PR #4169, opened 2026-03-24
Local multiplayer support

kalaposfos13:
This PR started off as its own thing, found its way into the combined 0.15.1 WIP branch, and now it is a separate thing again. Functionally, it is the exact same as before, but just in case someone needs a refresher on what "exact same" entails:
- The new user management backend has been hooked up to the input engine, which now supports 4\* simultaneous virtual controllers.
- Users are managed by the users.json file in the user folder, where you can set names, player indexes, and controller colours for each user.
- Controllers should just work out of the box, however it is also possible to bind keyboard or any other inputs to a desired virtual controller output, with the `<output> : <controller index> = <input>` syntax (example: `cross : 2 = u`
- It is not possible at the moment to match controllers to users, the controller list will be populated in the order the OS presents them to the emulator.
- Special input methods like mouse-to-joystick emulation only work for the first player, however, if you ever find yourself in a place where you'd attempt to bind the mouse to player 2, you should just step back and reconsider your life choices.

\* technically 5, but the fifth one is a placeholder controller, used exclusively for a dummy TV remote input, solely because some games will misbehave if they can't open a handle for the aforementioned device.

### DIFF
--- a/src/core/libraries/pad/pad.cpp
+++ b/src/core/libraries/pad/pad.cpp
@@ -431,7 +431,7 @@ int PS4_SYSV_ABI scePadRead(s32 handle, OrbisPadData* pData, s32 num) {
     if (!controller_id) {
         return ORBIS_PAD_ERROR_INVALID_HANDLE;
     }
-    auto controllers = *Common::Singleton<GameControllers>::Instance();
+    auto& controllers = *Common::Singleton<GameControllers>::Instance();
     auto& controller = *controllers[*controller_id];
     int ret_num = controller.ReadStates(states.data(), num, &connected, &connected_count);
     return ProcessStates(handle, pData, controller, states.data(), ret_num, connected,
@@ -464,7 +464,7 @@ int PS4_SYSV_ABI scePadReadState(s32 handle, OrbisPadData* pData) {
     if (!controller_id) {
         return ORBIS_PAD_ERROR_INVALID_HANDLE;
     }
-    auto controllers = *Common::Singleton<GameControllers>::Instance();
+    auto& controllers = *Common::Singleton<GameControllers>::Instance();
     auto& controller = *controllers[*controller_id];
     int connected_count = 0;
     bool connected = false;
@@ -485,7 +485,7 @@ int PS4_SYSV_ABI scePadResetLightBar(s32 handle) {
     if (!controller_id) {
         return ORBIS_PAD_ERROR_INVALID_HANDLE;
     }
-    auto controllers = *Common::Singleton<GameControllers>::Instance();
+    auto& controllers = *Common::Singleton<GameControllers>::Instance();
     s32 colour_index = UserManagement.GetUserByPlayerIndex(handle)->user_color - 1;
     Input::Colour colour{255, 0, 0};
     if (colour_index >= 0 && colour_index <= 3) {
@@ -522,7 +522,7 @@ int PS4_SYSV_ABI scePadResetOrientation(s32 handle) {
         return ORBIS_PAD_ERROR_INVALID_HANDLE;
     }
 
-    auto controllers = *Common::Singleton<GameControllers>::Instance();
+    auto& controllers = *Common::Singleton<GameControllers>::Instance();
     Libraries::Pad::OrbisFQuaternion defaultOrientation = {0.0f, 0.0f, 0.0f, 1.0f};
     controllers[*controller_id]->SetLastOrientation(defaultOrientation);
     controllers[*controller_id]->SetLastUpdate(std::chrono::steady_clock::now());
@@ -587,7 +587,7 @@ int PS4_SYSV_ABI scePadSetLightBar(s32 handle, const OrbisPadLightBarParam* pPar
             return ORBIS_PAD_ERROR_INVALID_LIGHTBAR_SETTING;
         }
 
-        auto controllers = *Common::Singleton<GameControllers>::Instance();
+        auto& controllers = *Common::Singleton<GameControllers>::Instance();
         controllers[*controller_id]->SetLightBarRGB(pParam->r, pParam->g, pParam->b);
         return ORBIS_OK;
     }
@@ -610,7 +610,7 @@ int PS4_SYSV_ABI scePadSetLightBarForTracker(s32 handle, const OrbisPadLightBarP
     if (!controller_id) {
         return ORBIS_PAD_ERROR_INVALID_HANDLE;
     }
-    auto controllers = *Common::Singleton<GameControllers>::Instance();
+    auto& controllers = *Common::Singleton<GameControllers>::Instance();
     controllers[*controller_id]->SetLightBarRGB(pParam->r, pParam->g, pParam->b);
     return ORBIS_OK;
 }
@@ -665,7 +665,7 @@ int PS4_SYSV_ABI scePadSetVibration(s32 handle, const OrbisPadVibrationParam* pP
     if (pParam != nullptr) {
         LOG_DEBUG(Lib_Pad, "scePadSetVibration called handle = {} data = {} , {}", handle,
                   pParam->smallMotor, pParam->largeMotor);
-        auto controllers = *Common::Singleton<GameControllers>::Instance();
+        auto& controllers = *Common::Singleton<GameControllers>::Instance();
         controllers[*controller_id]->SetVibration(pParam->smallMotor, pParam->largeMotor);
         return ORBIS_OK;
     }
--- a/src/core/libraries/pad/pad.cpp
+++ b/src/core/libraries/pad/pad.cpp
@@ -282,11 +282,14 @@ int PS4_SYSV_ABI scePadOpen(Libraries::UserService::OrbisUserServiceUserId userI
         }
         return ORBIS_DEVICE_SERVICE_ERROR_INVALID_USER;
     }
+    if (type == ORBIS_PAD_PORT_TYPE_REMOTE_CONTROL) {
+        return ORBIS_PAD_ERROR_INVALID_ARG;
+    }
     if (EmulatorSettings.IsUsingSpecialPad()) {
         if (type != ORBIS_PAD_PORT_TYPE_SPECIAL)
             return ORBIS_PAD_ERROR_DEVICE_NOT_CONNECTED;
     } else {
-        if (type != ORBIS_PAD_PORT_TYPE_STANDARD && type != ORBIS_PAD_PORT_TYPE_REMOTE_CONTROL)
+        if (type != ORBIS_PAD_PORT_TYPE_STANDARD)
             return ORBIS_PAD_ERROR_DEVICE_NOT_CONNECTED;
     }
     auto u = UserManagement.GetUserByID(userId);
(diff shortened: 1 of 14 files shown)


src/core/libraries/pad/pad.cpp
```diff
@@ -159,17 +161,33 @@ int PS4_SYSV_ABI scePadGetHandle(Libraries::UserService::OrbisUserServiceUserId
...
         return ORBIS_PAD_ERROR_DEVICE_NO_HANDLE;
     }
-    LOG_DEBUG(Lib_Pad, "(DUMMY) called");
-    return 1;
+    auto const u = UserManagement.GetUserByID(userId);
+    if (!u) {
+        return ORBIS_PAD_ERROR_DEVICE_NO_HANDLE;
+    }
+    s32 pad_handle = u->player_index;
+    LOG_DEBUG(Lib_Pad, "called, userid: {}, out pad handle: ", userId, pad_handle);
```
StevenMiller123: Pretty sure this format string is broken? I don't think the pad handle will log properly.

src/core/libraries/pad/pad.cpp
```diff
@@ -254,34 +272,47 @@ int PS4_SYSV_ABI scePadOpen(Libraries::UserService::OrbisUserServiceUserId userI
...
+            return 5;
+        }
+        return ORBIS_DEVICE_SERVICE_ERROR_INVALID_USER;
     }
-    if (Config::getUseSpecialPad()) {
+    if (EmulatorSettings.IsUsingSpecialPad()) {
         if (type != ORBIS_PAD_PORT_TYPE_SPECIAL)
             return ORBIS_PAD_ERROR_DEVICE_NOT_CONNECTED;
     } else {
         if (type != ORBIS_PAD_PORT_TYPE_STANDARD && type != ORBIS_PAD_PORT_TYPE_REMOTE_CONTROL)
```
StevenMiller123: Now that we're checking separately for it, `ORBIS_PAD_PORT_TYPE_REMOTE_CONTROL` should probably return `ORBIS_PAD_ERROR_INVALID_ARG` if it doesn't hit the earlier error return.

src/core/libraries/pad/pad.cpp
```diff
@@ -254,34 +272,47 @@ int PS4_SYSV_ABI scePadOpen(Libraries::UserService::OrbisUserServiceUserId userI
...
             return ORBIS_PAD_ERROR_DEVICE_NOT_CONNECTED;
     }
-    return 1; // dummy
+    return userId; // dummy
```
StevenMiller123: Is there a reason we're keeping the userId dummy return here? Now that we're doing proper handle checks, I imagine this could break some things?

src/core/libraries/pad/pad.cpp
StevenMiller123: Minor style nit, but I don't believe there's a point in keeping this extra handle check now that there's proper logic?

src/core/libraries/pad/pad.cpp
```diff
@@ -451,12 +484,26 @@ int PS4_SYSV_ABI scePadReadStateExt() {
 
 int PS4_SYSV_ABI scePadResetLightBar(s32 handle) {
     LOG_INFO(Lib_Pad, "(DUMMY) called");
```
StevenMiller123: I'll only leave this one comment about it, but I think at this point we should consider downgrading some of these pad logs to debug or trace, since these functions are properly implemented now.

src/core/libraries/pad/pad.cpp
```diff
@@ -555,8 +607,10 @@ int PS4_SYSV_ABI scePadSetLightBarBlinking() {
     return ORBIS_OK;
 }
 
-int PS4_SYSV_ABI scePadSetLightBarForTracker() {
-    LOG_ERROR(Lib_Pad, "(STUBBED) called");
+int PS4_SYSV_ABI scePadSetLightBarForTracker(s32 handle, const OrbisPadLightBarParam* pParam) {
```
StevenMiller123, line 626: Shouldn't there be some handle validation here?

src/input/input_handler.cpp
```diff
@@ -278,21 +396,39 @@ void ParseInputConfig(const std::string game_id = "") {
 
         std::string output_string = line.substr(0, equal_pos);
         std::string input_string = line.substr(equal_pos + 1);
-        // Remove trailing semicolon from input_string
-        if (!input_string.empty() && input_string[input_string.length() - 1] == ';' &&
-            input_string != ";") {
-            line = line.substr(0, line.length() - 1);
+        s8 input_gamepad_id = -1, output_gamepad_id = -1; // -1 means it's not specified
+
+        // todo: here the inputs and outputs are formatted and split, we need to extract the
```
StevenMiller123: I see a lot of todo's down here, are you sure this shouldn't be a draft?

StevenMiller123: I see a lot of todo's down here, are you sure this shouldn't be a draft?

StevenMiller123: I see a lot of todo's down here, are you sure this shouldn't be a draft?

StevenMiller123 (changes requested):
A couple nitpicks from looking over the code, I think most of this looks functional though.

StevenMiller123:
Ignore GitHub duplicating one of my comments 😅

src/core/libraries/pad/pad.cpp
kalaposfos13: I'll write a quick homebrew test for this tomorrow, unless you bother turning on your own console just to check which is the correct error code here.

src/core/libraries/pad/pad.cpp
kalaposfos13: > Is there a reason we're keeping the userId dummy return here?

This is a leftover from when handles were just userids, and I just forgot to update this function in particular after the refactor. Also, the whole EmulatorSettings.IsUsingSpecialPad() setup assumes only one controller in the first place, so this whole function and config setting will have to be refactored.

src/core/libraries/pad/pad.cpp
kalaposfos13: Yup, this was already removed in ReadState, I just missed this place.

src/input/input_handler.cpp
kalaposfos13: Looks like most of these are already resolved, and I just forgot to remove the comments, but yes, this is a valid observation, and it still does apply in one place.

src/core/libraries/pad/pad.cpp
StevenMiller123: The error check for this is present in the actual libScePad library, shouldn't warrant any testing in my opinion.
image

kalaposfos13: Well, can't really argue with that, feel free to push this if you like, or alternatively wait for me to do it tomorrow.

src/core/libraries/pad/pad.cpp
```diff
@@ -254,34 +272,47 @@ int PS4_SYSV_ABI scePadOpen(Libraries::UserService::OrbisUserServiceUserId userI
...
     }
-    LOG_INFO(Lib_Pad, "(DUMMY) called user_id = {} type = {} index = {}", userId, type, index);
+    auto u = UserManagement.GetUserByID(userId);
+    if (!u) {
+        return ORBIS_DEVICE_SERVICE_ERROR_USER_NOT_LOGIN;
+    }
+    s32 pad_handle = u->player_index;
+    LOG_INFO(Lib_Pad, "(DUMMY) called user_id = {} type = {} index = {}, pad_handle = {}", userId,
+             type, index, pad_handle);
     g_opened = true;
```
roamic: I think this should be per user.
Edit: or rather per handle.

src/core/libraries/pad/pad.cpp
```diff
@@ -254,34 +272,47 @@ int PS4_SYSV_ABI scePadOpen(Libraries::UserService::OrbisUserServiceUserId userI
...
     }
-    if (userId == -1) {
-        return ORBIS_PAD_ERROR_DEVICE_NO_HANDLE;
+    if (userId < 0) {
+        return ORBIS_DEVICE_SERVICE_ERROR_INVALID_USER;
+    }
+    if (userId == Libraries::UserService::ORBIS_USER_SERVICE_USER_ID_SYSTEM) {
+        if (type == ORBIS_PAD_PORT_TYPE_REMOTE_CONTROL) {
+            LOG_INFO(Lib_Pad, "Opened a TV remote device");
+            return 5;
```
roamic: `scePadGetHandle` should also return this handle if it's opened. The way it's done in the original library is they keep a map of opened handles where key is a tuple of `(userId, type, index)`. You can also make a global map like this to store the pad state and check if it's open.

src/core/libraries/pad/pad.cpp
```diff
@@ -538,8 +587,8 @@ int PS4_SYSV_ABI scePadSetLightBar(s32 handle, const OrbisPadLightBarParam* pPar
             return ORBIS_PAD_ERROR_INVALID_LIGHTBAR_SETTING;
         }
 
-        auto* controller = Common::Singleton<GameController>::Instance();
-        controller->SetLightBarRGB(pParam->r, pParam->g, pParam->b);
+        auto controllers = *Common::Singleton<GameControllers>::Instance();
```
roamic: Shouldn't this be a reference? If I understand correctly you're making a local copy every time. This issue is present in every call.

src/core/libraries/pad/pad.cpp
kalaposfos13: For now, I've made it so the setting sets either all or none of the controllers into special mode, it doesn't matter much anyway until said special pads are handled correctly.

StevenMiller123 (approved):
Looks good to me, wouldn't hurt to have others take a look though.

StevenMiller123:
Did a quick local test, local multiplayer in KINGDOM HEARTS Melody of Memory DEMO Version functions properly, with my controller as player one and my keyboard as player two.

image
image

yaya54840:
Hi kalafospos13
It works for the CUSA49379 Lego Voyager game which requires a second player.
I modified my user.json file, but I don't know if it's really necessary.

[shad_log.txt](https://github.com/user-attachments/files/26299197/shad_log.txt)

Capture d&#39;écran 2026-03-27 093538


[users.json](https://github.com/user-attachments/files/26299214/users.json)

kalaposfos13:
@yaya54840 your config only works because it is recognized as invalid, and the emulator falls back to the default configuration. I recommend moving/deleting it, letting the emulator regenerate it, and taking a look at the correct format.

yaya54840:
Okay kalaposfos13, I did as you said.
It works and it also allows me to launch the game, which was stuck on the menu.
Capture d&#39;écran 2026-03-27 105616

Thank you for the work you do.

LuismaSP89:
Everything working as expected, but not the R2 button, all the buttons are working but not this one in both controllers tested. Tested in resident evil 6 (Shoot button) and Guilty Gear XRD rev 2.

gandalfthewhite19890404:
Diablo III is working
image

gandalfthewhite19890404:
Can you prevent Player 1 removing? Some games (at least Diablo III) will hang

kalaposfos13:
> Can you prevent Player 1 removing? Some games (at least Diablo III) will hang

I have a strong suspicion that might also be the case on real hardware as well, and is Not My Bug™, plus from my own testing, games such as Minecraft will just throw up a popup saying "connect a controller to continue playing" instead. While the feature is indeed mostly useless, I don't really see the point in limiting this functionality anyway.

- [What you should do]:
For each line above that holds the string "keeping", provide a copy of that line.

- [Exercise response]:
StevenMiller123: Is there a reason we're keeping the userId dummy return here? Now that we're doing proper handle checks, I imagine this could break some things?
StevenMiller123: Minor style nit, but I don't believe there's a point in keeping this extra handle check now that there's proper logic?
kalaposfos13: > Is there a reason we're keeping the userId dummy return here?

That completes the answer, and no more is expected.